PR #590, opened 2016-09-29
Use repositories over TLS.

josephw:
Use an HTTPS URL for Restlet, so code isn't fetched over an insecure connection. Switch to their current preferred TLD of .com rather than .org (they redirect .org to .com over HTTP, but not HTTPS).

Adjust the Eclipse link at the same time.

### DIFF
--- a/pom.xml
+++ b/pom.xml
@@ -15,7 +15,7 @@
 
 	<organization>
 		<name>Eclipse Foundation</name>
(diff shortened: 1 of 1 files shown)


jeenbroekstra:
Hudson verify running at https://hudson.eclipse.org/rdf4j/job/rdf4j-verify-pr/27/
* * *
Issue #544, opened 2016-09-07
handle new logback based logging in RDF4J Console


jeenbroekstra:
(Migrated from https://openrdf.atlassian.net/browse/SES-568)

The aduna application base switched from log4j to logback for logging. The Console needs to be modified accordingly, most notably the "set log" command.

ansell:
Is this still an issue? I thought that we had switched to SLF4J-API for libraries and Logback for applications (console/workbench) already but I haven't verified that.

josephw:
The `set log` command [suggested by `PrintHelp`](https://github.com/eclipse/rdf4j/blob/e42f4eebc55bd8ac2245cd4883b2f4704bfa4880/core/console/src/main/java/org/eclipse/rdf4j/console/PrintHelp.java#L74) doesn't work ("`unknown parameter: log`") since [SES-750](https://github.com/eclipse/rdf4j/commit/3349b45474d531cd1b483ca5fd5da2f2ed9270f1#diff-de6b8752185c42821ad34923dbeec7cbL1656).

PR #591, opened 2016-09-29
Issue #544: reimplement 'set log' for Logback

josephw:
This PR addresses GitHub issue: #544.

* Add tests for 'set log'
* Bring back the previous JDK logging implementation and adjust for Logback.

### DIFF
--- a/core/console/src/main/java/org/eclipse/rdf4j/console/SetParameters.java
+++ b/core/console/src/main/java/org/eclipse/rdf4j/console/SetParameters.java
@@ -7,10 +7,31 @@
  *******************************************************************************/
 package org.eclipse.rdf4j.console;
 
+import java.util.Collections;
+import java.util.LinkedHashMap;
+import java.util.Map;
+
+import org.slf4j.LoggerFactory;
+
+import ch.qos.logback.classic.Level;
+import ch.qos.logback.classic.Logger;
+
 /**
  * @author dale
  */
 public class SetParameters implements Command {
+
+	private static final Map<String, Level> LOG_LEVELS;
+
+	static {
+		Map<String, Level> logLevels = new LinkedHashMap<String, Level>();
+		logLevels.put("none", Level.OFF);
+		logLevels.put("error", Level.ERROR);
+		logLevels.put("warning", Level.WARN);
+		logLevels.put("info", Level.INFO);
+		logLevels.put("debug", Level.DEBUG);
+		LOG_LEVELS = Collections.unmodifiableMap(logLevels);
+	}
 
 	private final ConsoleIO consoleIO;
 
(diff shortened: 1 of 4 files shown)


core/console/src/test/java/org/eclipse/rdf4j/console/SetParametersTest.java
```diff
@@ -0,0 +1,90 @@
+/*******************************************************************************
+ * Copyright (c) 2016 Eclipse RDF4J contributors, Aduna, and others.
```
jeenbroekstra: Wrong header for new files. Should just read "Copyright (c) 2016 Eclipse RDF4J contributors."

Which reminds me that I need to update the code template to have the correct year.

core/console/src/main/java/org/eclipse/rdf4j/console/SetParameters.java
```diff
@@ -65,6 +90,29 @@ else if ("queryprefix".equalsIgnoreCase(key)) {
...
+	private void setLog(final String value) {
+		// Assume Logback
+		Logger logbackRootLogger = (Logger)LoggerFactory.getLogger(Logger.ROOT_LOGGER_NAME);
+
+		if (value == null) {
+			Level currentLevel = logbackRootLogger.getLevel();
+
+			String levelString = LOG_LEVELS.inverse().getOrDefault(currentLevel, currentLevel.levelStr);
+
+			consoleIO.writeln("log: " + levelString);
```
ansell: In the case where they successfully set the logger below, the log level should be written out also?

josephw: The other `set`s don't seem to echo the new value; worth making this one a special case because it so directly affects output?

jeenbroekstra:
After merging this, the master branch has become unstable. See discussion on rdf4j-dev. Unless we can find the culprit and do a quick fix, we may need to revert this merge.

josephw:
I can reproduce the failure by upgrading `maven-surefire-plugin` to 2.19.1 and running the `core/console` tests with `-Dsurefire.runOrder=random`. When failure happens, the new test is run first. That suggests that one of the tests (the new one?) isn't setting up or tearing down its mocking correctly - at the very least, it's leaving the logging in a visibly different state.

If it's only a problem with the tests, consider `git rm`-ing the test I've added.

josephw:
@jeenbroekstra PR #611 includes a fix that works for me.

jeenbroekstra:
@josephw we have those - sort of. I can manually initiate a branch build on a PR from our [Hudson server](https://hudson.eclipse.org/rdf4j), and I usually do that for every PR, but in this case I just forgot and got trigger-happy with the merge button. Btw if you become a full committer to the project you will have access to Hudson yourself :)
==
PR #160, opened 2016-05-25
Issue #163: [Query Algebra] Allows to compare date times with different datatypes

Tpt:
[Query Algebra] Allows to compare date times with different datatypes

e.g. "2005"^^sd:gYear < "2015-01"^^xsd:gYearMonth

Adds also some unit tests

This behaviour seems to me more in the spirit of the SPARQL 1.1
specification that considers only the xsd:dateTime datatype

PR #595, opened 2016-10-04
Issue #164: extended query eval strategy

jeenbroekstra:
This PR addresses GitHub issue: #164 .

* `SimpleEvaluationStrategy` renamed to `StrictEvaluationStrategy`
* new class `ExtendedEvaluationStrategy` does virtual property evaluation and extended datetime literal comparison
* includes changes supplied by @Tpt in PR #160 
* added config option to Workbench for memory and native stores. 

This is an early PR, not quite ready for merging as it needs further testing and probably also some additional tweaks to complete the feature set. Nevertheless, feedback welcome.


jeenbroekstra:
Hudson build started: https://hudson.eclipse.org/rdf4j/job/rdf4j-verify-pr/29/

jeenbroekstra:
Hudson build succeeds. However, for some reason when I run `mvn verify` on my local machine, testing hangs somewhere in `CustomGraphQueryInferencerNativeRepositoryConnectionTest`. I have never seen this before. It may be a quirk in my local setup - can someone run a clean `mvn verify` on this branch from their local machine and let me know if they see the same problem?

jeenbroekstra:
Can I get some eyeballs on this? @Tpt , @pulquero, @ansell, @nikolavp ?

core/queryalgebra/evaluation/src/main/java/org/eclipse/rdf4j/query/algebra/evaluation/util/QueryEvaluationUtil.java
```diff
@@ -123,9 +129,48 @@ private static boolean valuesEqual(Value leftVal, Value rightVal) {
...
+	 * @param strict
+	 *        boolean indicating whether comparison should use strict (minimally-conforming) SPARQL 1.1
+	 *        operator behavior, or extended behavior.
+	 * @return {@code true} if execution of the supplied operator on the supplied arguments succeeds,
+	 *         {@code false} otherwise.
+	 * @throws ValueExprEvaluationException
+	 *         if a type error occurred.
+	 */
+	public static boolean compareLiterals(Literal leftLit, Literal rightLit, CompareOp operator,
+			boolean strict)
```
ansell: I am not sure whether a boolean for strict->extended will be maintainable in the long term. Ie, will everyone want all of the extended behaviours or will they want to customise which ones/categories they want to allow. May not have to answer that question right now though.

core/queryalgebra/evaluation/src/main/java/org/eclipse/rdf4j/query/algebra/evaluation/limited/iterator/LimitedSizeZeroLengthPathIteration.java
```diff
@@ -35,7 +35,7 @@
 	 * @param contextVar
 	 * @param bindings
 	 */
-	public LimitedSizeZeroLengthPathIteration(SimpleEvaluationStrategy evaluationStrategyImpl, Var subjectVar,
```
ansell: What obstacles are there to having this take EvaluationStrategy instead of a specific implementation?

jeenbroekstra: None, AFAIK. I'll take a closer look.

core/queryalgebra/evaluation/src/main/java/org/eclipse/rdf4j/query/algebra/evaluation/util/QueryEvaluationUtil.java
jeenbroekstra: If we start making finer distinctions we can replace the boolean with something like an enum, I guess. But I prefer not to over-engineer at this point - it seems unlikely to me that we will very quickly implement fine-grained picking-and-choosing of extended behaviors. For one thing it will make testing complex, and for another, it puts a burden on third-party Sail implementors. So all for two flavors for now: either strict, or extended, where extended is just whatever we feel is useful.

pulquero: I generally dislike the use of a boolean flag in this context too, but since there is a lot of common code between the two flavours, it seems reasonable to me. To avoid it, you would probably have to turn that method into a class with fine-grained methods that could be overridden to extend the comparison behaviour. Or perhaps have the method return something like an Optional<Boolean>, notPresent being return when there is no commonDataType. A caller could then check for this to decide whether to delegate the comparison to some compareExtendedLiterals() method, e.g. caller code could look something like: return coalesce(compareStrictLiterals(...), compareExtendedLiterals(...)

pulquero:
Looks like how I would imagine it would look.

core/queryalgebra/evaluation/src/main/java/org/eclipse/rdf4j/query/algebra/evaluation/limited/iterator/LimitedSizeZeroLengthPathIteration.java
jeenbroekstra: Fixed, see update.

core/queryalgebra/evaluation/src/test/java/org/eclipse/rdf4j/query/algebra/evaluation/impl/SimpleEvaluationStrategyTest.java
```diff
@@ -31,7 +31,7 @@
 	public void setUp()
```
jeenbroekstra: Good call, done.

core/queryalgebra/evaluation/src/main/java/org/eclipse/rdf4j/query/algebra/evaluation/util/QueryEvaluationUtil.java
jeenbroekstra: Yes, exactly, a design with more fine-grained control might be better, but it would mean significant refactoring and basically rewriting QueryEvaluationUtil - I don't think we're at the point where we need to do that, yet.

Problem details
Copy out only the lines of the records above from the one with "PR #590, opened 2016-09-29" through the one with "Hudson verify running", exactly as they stand, both included.

Written answer
PR #590, opened 2016-09-29
Use repositories over TLS.

josephw:
Use an HTTPS URL for Restlet, so code isn't fetched over an insecure connection. Switch to their current preferred TLD of .com rather than .org (they redirect .org to .com over HTTP, but not HTTPS).

Adjust the Eclipse link at the same time.

### DIFF
--- a/pom.xml
+++ b/pom.xml
@@ -15,7 +15,7 @@
 
 	<organization>
 		<name>Eclipse Foundation</name>
(diff shortened: 1 of 1 files shown)


jeenbroekstra:
Hudson verify running at https://hudson.eclipse.org/rdf4j/job/rdf4j-verify-pr/27/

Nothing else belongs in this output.